Stored data:
PR #57, opened 2026-07-29
fix: gate image optimization on byte size, not just dimensions (#55)

### LINKED ISSUE #55: Image optimization never gates on byte size — near-lossless images pass through untouched (7.7 MB in one book)
## Symptom that surfaced it

A converted book's cover does not display on the Kindle. The cover is structurally
fine — correct `$164` descriptor, correct `resource/cover_img` payload, correct
`cover_image` key in `kindle_title_metadata`, and the JPEG decodes cleanly
(baseline, 3-component RGB, EXIF orientation=1, valid EOI).

What stands out is its size: **2,254,253 bytes** at 1161x1800.

For comparison, covers in books that render correctly:

| source | dimensions | bytes |
|---|---|---|
| this book (cover missing) | 1161x1800 | **2,254,253** |
| another kfxgen book (renders) | 910x1400 | 127,904 |
| Calibre KFX Output reference | 1414x2200 | 237,244 |
| Amazon reference | 1423x2200 | 465,635 |

It also carries ~20 KB of publisher metadata none of the working covers have:
EXIF (5,479) + Photoshop IRB APP13 (7,320) + a second EXIF (4,828) + ICC (3,160)
+ Adobe APP14.

## The defect

`optimize_image` gates purely on dimensions:

```python
size = _read_image_size(data)
if size is None:
    return data
if max(size) <= max_dim:      # DEFAULT_MAX_DIM = 2048
    return data
```

`max(1161, 1800) = 1800 <= 2048`, so the image is returned unchanged. There is no
byte-size condition anywhere in the function. An image with modest dimensions but
near-lossless encoding sails straight through.

This is not one unlucky image. **Every image in that book is under 2048px, so not
one of them was optimized** — 7,677,756 bytes passed through untouched:

```
resource/cover_img        2,254,253  1161x1800   SKIP
resource/img_7            1,177,453  1356x1725   SKIP
resource/img_0            1,129,397  1351x880    SKIP
resource/img_10             729,365  1365x1535   SKIP
resource/img_3              682,323  1357x871    SKIP
...16 of 16 skipped
```

Re-encoding the cover at q85 **at its original dimensions** via the same
`calibre.utils.img.scale_image` call the function already makes yields 490,594
bytes — 21.8% of the original, landing right in the range of the working
references.

## Proposed fix

Add a byte-size trigger alongside the dimension trigger: optimize when
`max(size) > max_dim` **or** `len(data) > max_bytes`, re-encoding at existing
dimensions in the latter case. Env-overridable like the existing knobs
(`KFXGEN_IMAGE_MAX_DIM`, `KFXGEN_IMAGE_QUALITY`), and keep the existing
"never return something larger than the input" guard.

Threshold needs picking against the reference corpus rather than guessed — the
working examples cluster at 128 KB–466 KB.

## Not yet established

That byte size is *why* the Kindle refuses this cover. That is the leading
hypothesis, not a proven one — the competing explanation is the unusual
EXIF/Photoshop/ICC/Adobe header stack confusing the decoder. Both are fixed by
re-encoding, so the fix is the same either way, but the diagnosis should be
confirmed.

An A/B pair has been built to settle it: two KFX files identical in every respect
except cover encoding (2,254,253 vs 490,594 bytes, same pixel dimensions, same
`cover_image` metadata). Sideloading both distinguishes the two hypotheses and
confirms whether the cover is the variable at all.

Note the source EPUB for the affected book is not available locally, so the
per-book pipeline behavior could not be re-run — the analysis is from the
generated `.kfx` plus a reconstruction.

jloutsch:
Fixes #55.

## What the source EPUB settled

With the EPUB in hand, two things are now proven rather than inferred:

- **kfxgen picked the right cover.** The EPUB declares `<meta name="cover" content="cover-image"/>` → the cover image file, and that is exactly what was embedded. The similarly-sized `img_6` (1168x1800 vs the cover's 1161x1800) is the title-page art, correctly kept separate. **The cover-selection hypothesis is dead.**
- **The cover is embedded byte-for-byte verbatim** — identical SHA-256 to the EPUB source. Pass-through is confirmed, not deduced from the gate arithmetic.

## The defect

```python
if max(size) <= max_dim:   # DEFAULT_MAX_DIM = 2048
    return data
```

`max(1161, 1800) = 1800 ≤ 2048`, so a 2.25 MB image is returned untouched. And since **every** image in that book is under 2048px, none of its 16 images was optimized — 7,677,756 bytes embedded verbatim.

## The fix

A second, independent trigger on encoded weight. When only the byte trigger fires, the image is re-encoded **at its existing dimensions** — it is too heavy, not too big. The existing never-return-something-larger guard still applies.

Default 1 MiB, override via `KFXGEN_IMAGE_MAX_BYTES`.

## Choosing the default from data, not taste

My first measurement was **wrong and I corrected it**: I included two files with >1 MB images as "references", then checked their provenance — both were kfxgen's own output (resource id `cover_img`; Amazon and KFX Output use `eN`/`rsrcN`). One of them, despite being named `test_calibre_output.kfx`, has a cover of *exactly* 1,048,576 bytes ending in `0000` instead of `ffd9` — a JPEG truncated at exactly 2^20. That is a February artifact; no 1 MiB constant exists in the current code, so I have not chased it, but it is worth knowing about.

Genuine references only — 212 images across three Amazon-produced KFX files:

| | |
|---|---|
| largest single image | **465,635 bytes** |
| images over 512 KB | **0** |
| median | 43,409 |

1 MiB is therefore ~2x the observed ceiling: it catches the pathological tail without recompressing merely-large images. `KFXGEN_IMAGE_MAX_BYTES=512000` tracks Amazon more tightly.

## Result on the real book

```
total images  7,677,756 -> 4,350,071 bytes  (43% smaller, no dimension changes)
cover         2,254,253 ->   490,594 bytes  (still 1161x1800)
images >1MiB          3 -> 0
```

## What this does NOT claim

That it fixes "cover does not display on Kindle". That report surfaced the defect and the sizes are conspicuous, but the causal link is **unconfirmed** — the competing explanation is the EXIF + Photoshop + ICC + Adobe header stack, which none of the working covers carry. Both are resolved by re-encoding, so the fix is identical either way, but the diagnosis is not established and the changelog says so.

A controlled A/B is built and awaiting a sideload: same plugin build, same book, differing **only** by `KFXGEN_IMAGE_MAX_BYTES` — so cover encoding is the single variable. (My first attempt at this pair was confounded — the two files came from different plugin builds — and was rebuilt.)

## Version

No version bump here, deliberately: #54 already claims 5.6.0 and bumping in both guarantees a conflict. The changelog entry is under `Unreleased` (a new heading for this repo) to be folded into whichever release lands first.

## Tests

7 new tests, written failing first, covering both triggers, dimension preservation on the byte path, env override, and the never-grow guard. One pre-existing test needed its spy signature widened for the new parameter. Full suite: 515 passed, 12 skipped. Ruff clean.

### DIFF
--- a/CHANGELOG.md
+++ b/CHANGELOG.md
@@ -48,6 +48,45 @@ uses the test shim and so only exercises the `<sup>` tag route. The resolver
 contract is unit-tested with an injected stylizer, as with the other CSS
 properties.
 
+### Image optimization gates on byte size (#55)
+
+Image optimization only ever triggered on pixel dimensions:
+
+```python
+if max(size) <= max_dim:   # DEFAULT_MAX_DIM = 2048
+    return data
+```
+
+An image can sit well inside that budget and still be far too heavy — encoded
+near-lossless, with EXIF, Photoshop and ICC blocks attached. A 1161x1800 cover
+ran to 2.25 MB and passed through untouched, and because *every* image in that
+book was under 2048px, **not one of its 16 images was optimized — 7.7 MB
+embedded verbatim.**
+
+`optimize_image` now has two independent triggers: dimensions over `max_dim`, or
+encoded weight over `max_bytes` (default 1 MiB, override with
+`KFXGEN_IMAGE_MAX_BYTES`). When only the byte trigger fires the image is
+re-encoded **at its existing dimensions** — it is too heavy, not too big, and
+shrinking it would lose detail for no reason. The existing guard against
+returning something larger than the input still applies.
+
+The default is deliberately generous. Measured across the reference corpus (212
+images in three Amazon-produced KFX files) the largest single image is 466 KB and
+none exceeds 512 KB, so 1 MiB is roughly twice the observed ceiling: it catches
+the pathological tail without recompressing images that are merely large. Set
+`KFXGEN_IMAGE_MAX_BYTES=512000` to track Amazon's own output more tightly.
+
+On the book that surfaced this: 7,677,756 → 4,350,071 bytes (43% smaller, no
+dimension changes), cover 2,254,253 → 490,594.
+
+**Not claimed:** that this fixes the reported "cover does not display on Kindle".
+That symptom is what surfaced the defect, and the sizes are conspicuous, but the
+causal link is unconfirmed — the competing explanation is the unusual
+EXIF/Photoshop/ICC header stack rather than the byte count. Both are resolved by
+re-encoding, so the fix is the same either way. A controlled A/B (identical
+build, single env var) is pending a device sideload to settle it.
+
+
 ## 5.5.0 — Font-embedding toggle (#15) + bold/italic face fix (#50)
 
 **Fixed (#50):** bold and italic embedded faces now render on-device. The applied
--- a/CHANGELOG.md
+++ b/CHANGELOG.md
@@ -79,12 +79,20 @@ the pathological tail without recompressing images that are merely large. Set
 On the book that surfaced this: 7,677,756 → 4,350,071 bytes (43% smaller, no
 dimension changes), cover 2,254,253 → 490,594.
 
-**Not claimed:** that this fixes the reported "cover does not display on Kindle".
-That symptom is what surfaced the defect, and the sizes are conspicuous, but the
-causal link is unconfirmed — the competing explanation is the unusual
-EXIF/Photoshop/ICC header stack rather than the byte count. Both are resolved by
-re-encoding, so the fix is the same either way. A controlled A/B (identical
-build, single env var) is pending a device sideload to settle it.
+**Device-verified.** Sideloading a controlled pair (identical build and book,
+differing only by `KFXGEN_IMAGE_MAX_BYTES`, with distinct titles and ASINs so the
+Kindle could not dedupe them) confirmed it: the 2.25 MB cover does not render, the
+490 KB one does.
+
+The failure turned out to be narrower than expected. The **library thumbnail
+displays for both** — it is only the full-page in-book cover render that fails on
+the heavy image, so that path is evidently on a tighter decode budget than
+whatever generates thumbnails.
+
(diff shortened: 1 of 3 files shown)


jloutsch:
## Device-verified ✅

Sideloaded the controlled pair — identical build and book, differing only by `KFXGEN_IMAGE_MAX_BYTES`, with distinct titles and ASINs so the Kindle could not dedupe them.

| | cover | in-book cover page | library thumbnail |
|---|---|---|---|
| **A** (gate off) | 2,254,253 B | ❌ missing | ✅ shows |
| **B** (1 MiB gate) | 490,594 B | ✅ **shows** | ✅ shows |

Same 1161x1800 dimensions in both. **The fix works.**

## The diagnosis is narrower than the issue assumed

The library thumbnail renders for **both** files. So the same 2.25 MB resource is fine as a thumbnail and fails only as the full-page in-book cover — that render path is evidently on a tighter decode budget than whatever generates thumbnails. Worth recording, because it means "cover missing" is not one failure mode: a missing *thumbnail* would be a different bug entirely and this fix would not address it.

## What is still not isolated

Re-encoding changed **two** variables at once: the byte count (2.25 MB → 490 KB) and the ~20 KB of EXIF + Photoshop APP13 + ICC + Adobe APP14 headers, which `scale_image` strips. Either could be the mechanism.

This does not affect whether to merge — the fix resolves both — but it does affect coverage: **a small image bloated only by header baggage would slip past a byte-size gate.** If that turns out to matter, the follow-up is to strip metadata on re-encode regardless of size, tracked separately.

A lossless header-strip variant (metadata removed, ~2.23 MB, no recompression) would settle it in one more sideload. Happy to build it if the distinction is worth the round trip.

Changelog updated to state the verified result and this limitation rather than the earlier hedge.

ACTION ITEM:
The reply should consist solely of the lines of the data, exact, from the opening line through the line with "1161x1800 | **2,254,253** |", inclusive.

REPLY:
PR #57, opened 2026-07-29
fix: gate image optimization on byte size, not just dimensions (#55)

### LINKED ISSUE #55: Image optimization never gates on byte size — near-lossless images pass through untouched (7.7 MB in one book)
## Symptom that surfaced it

A converted book's cover does not display on the Kindle. The cover is structurally
fine — correct `$164` descriptor, correct `resource/cover_img` payload, correct
`cover_image` key in `kindle_title_metadata`, and the JPEG decodes cleanly
(baseline, 3-component RGB, EXIF orientation=1, valid EOI).

What stands out is its size: **2,254,253 bytes** at 1161x1800.

For comparison, covers in books that render correctly:

| source | dimensions | bytes |
|---|---|---|
| this book (cover missing) | 1161x1800 | **2,254,253** |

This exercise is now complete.